The flames approached, slowly but surely. She knew she mustn’t cry. She knew how to mask what she felt. To portray an emotion. To show the world an image of who you want them to think you are. Just thinking that got his head to spin. She kept looking straight ahead. “Look at me! Why were you so STUPID? How could you not know this was not allowed?” his inner voice was screaming. “Who makes these rules? Who decides what’s right? What am I doing??”

He couldn’t let this happen. Bapuji; the man was her father and he wanted to kill her. Killing your young. That’s the worst form of fucked up. Society turned him into a sociopath.

He pictured them burning her body. He knew it would be this bruised and bloody body that would be burnt. But he pictured her as a child. His mind was racing with pictures of a burning baby. He could hear the helpless screams. He could smell the flesh. Burning flesh. It’s a smell you cannot forget. It stays with you for life. He jolted himself out of it. His mind was blank with clarity.

He cut her restraints. “Bhaag!” he screamed, as he pushed her to give her a start. She looked up and the moonlight caught her bruised face. Gratitude, fear, happiness, relief, exhaustion, strength… A myriad of emotions. He threw his phone at her and it landed on the ground. She picked it up. All the time not trusting him. All the time vary. She stepped back a couple of steps. She saw the flames were almost here. “Aap?” she enquired in a broken voice. Her concern did not surprise him. “Tum Bas Niklo!” he bellowed. Then she ran! She ran so hard! She ran so fast. She was gone in an instant. If there’s one thing she’s not, it’s stupid.

He couldn’t go. He had to stay. Or her life would be hell. He could change their mind. All he had to do was convince Bapuji.

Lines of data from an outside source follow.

Issue #281, opened 2015-07-23
Locales created using addTranslations don't appear in locales array


grantovich:
The `locales` array seems to only include locales that are defined in `app/locales` modules. If you create a locale at runtime by calling `addTranslations` (e.g. if you are [loading translations from an API](https://github.com/jamesarosen/ember-i18n/wiki/Example:-Fetching-Translations-Live)), it will not show up in the array (e.g. if you are [displaying a language picker](https://github.com/jamesarosen/ember-i18n/wiki/Example:-Language-Chooser)). As a workaround I'll probably hardcode the list of locales in the language picker, but it would be nice to not have this knowledge duplicated between server and client.

jamesarosen:
Nice catch. We'll probably have to do something like
```js
locales: computed(getLocales),

addTranslations(locale, translations) {
  addLocale(this.get('locales'), locale);
  ...
}

function addLocale(list, entry) {
  if (list.indexOf(entry) > -1) { return; }
  list.pushObject(entry);
}
```

kellyselden:
@grantovich I submitted a fix for this in #282.

jamesarosen:
Resolved in master

grantovich:
Sweet, thanks @kellyselden for the fix!

PR #282, opened 2015-07-28
adds a runtime locale to the array of locales on disk

kellyselden:
addresses #281

### DIFF
--- a/tests/unit/utils/locale-test.js
+++ b/tests/unit/utils/locale-test.js
@@ -4,16 +4,51 @@ moduleFor('service:i18n', 'I18nService#locales', {
   integration: true
 });
 
-const locales = [
-  'en-bw',
-  'en-ps',
-  'en-wz',
-  'en',
-  'es'
-];
-
 test('locales have the correct length and names', function(assert) {
+  const locales = [
+    'en-bw',
+    'en-ps',
+    'en-wz',
+    'en',
+    'es'
+  ];
+
   const i18n = this.subject();
+
+  assert.deepEqual(i18n.get('locales'), locales);
+});
+
+test('addTranslations adds to locales', function(assert) {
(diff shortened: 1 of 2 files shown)


jamesarosen:
Looks like we're still blocked on ember-beta and -canary :/

jamesarosen:
Blocked by #284

kellyselden:
rebased and passing

tests/unit/utils/locale-test.js
```diff
@@ -4,16 +4,51 @@ moduleFor('service:i18n', 'I18nService#locales', {
...
+    'es',
+    'it'
+  ];
+
+  const i18n = this.subject({ locale: 'en' });
+
+  i18n.addTranslations('it', {});
+  i18n.addTranslations('it', {});
+
+  assert.deepEqual(i18n.get('locales'), locales);
```
jamesarosen: I don't understand how this test is passing.
```js
x = Ember.A()
x.pushObject('it')
x.pushObject('it')
x // [ 'it', 'it' ]
```

jamesarosen:
We should probably change `get-locales` to start with an [`Ember.Set`](http://emberjs.com/api/classes/Ember.Set.html) and use `add()` instead of `pushObject()`.

tests/unit/utils/locale-test.js
kellyselden: I'm using addObject, it does the duplicate ignoring for me.

kellyselden:
@jamesarosen I'm not using `pushObject`. Also what do you mean by "start with an `Ember.set`"?

jamesarosen:
I didn't catch the distinction between `addObject` and `pushObject`. Nice.

kellyselden:
Thanks.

He saw the flames approach. This was never about the family, it was about the entire village.

He realised “log” weren’t just these idiots. He knew “Log” extended to people in the next 4 villages. In the state. The entire country maybe. If he let them get to his sister, what would those log have said? And frankly, who gives a shit?. You don’t choose who you fall in love with.

They had arrived. His Bapuji stood there, livid with rage, shame and disappointment. “Kaha hai woh?” he bellowed. At no response he motioned to a few of them to beat up his son. He watched as they belted him with sticks and kicks. His wife was screaming. His son deserved a beating. He wouldn’t kill him but he had to be taught a lesson for disobedience.

There was a certain sense of overwhelming relief that he couldn’t explain. He knew they wouldn’t hurt his son as much as they’d hurt his daughter. His daughter. The more he thought about it, the more ashamed he felt. He was going to kill his own daughter. If it wasn’t for his son, he’d have killed his own child. His girl. His ego had taken over and corrupted every thought of his.

And that’s when he heard it.

In all his years of training, fighting and watching fights, never once had he heard a sound like that. He knew something was wrong. He looked down and saw his son wince in pain. He screamed for them to stop. They didn’t listen. They were in a heated frenzy. Fanatical release of all the pent up hatred they had in their system. Years of silly rules! He then swung at the nearest. “BAS!” he screamed. He rushed over to his son. He couldn’t move. His breath was short. His time was neigh.

He stared into his father’s teary eyes. His own tears blurring his vision. His brain had kicked into overdrive and looking for justification. He was scared. He was sad. He didn’t want to die. He then pictured memories flashing in front of his eyes. He saw all the unfair treatment. All the times he got away with way worse than his sister. The day she did better in school than him but got reprimanded. The day she was not allowed to go to the college of her choice. He was scared but an unnatural calm had swept him. He was right. It’s over. A definition had changed. A higher price was paid for intelligence and good sense to prevail.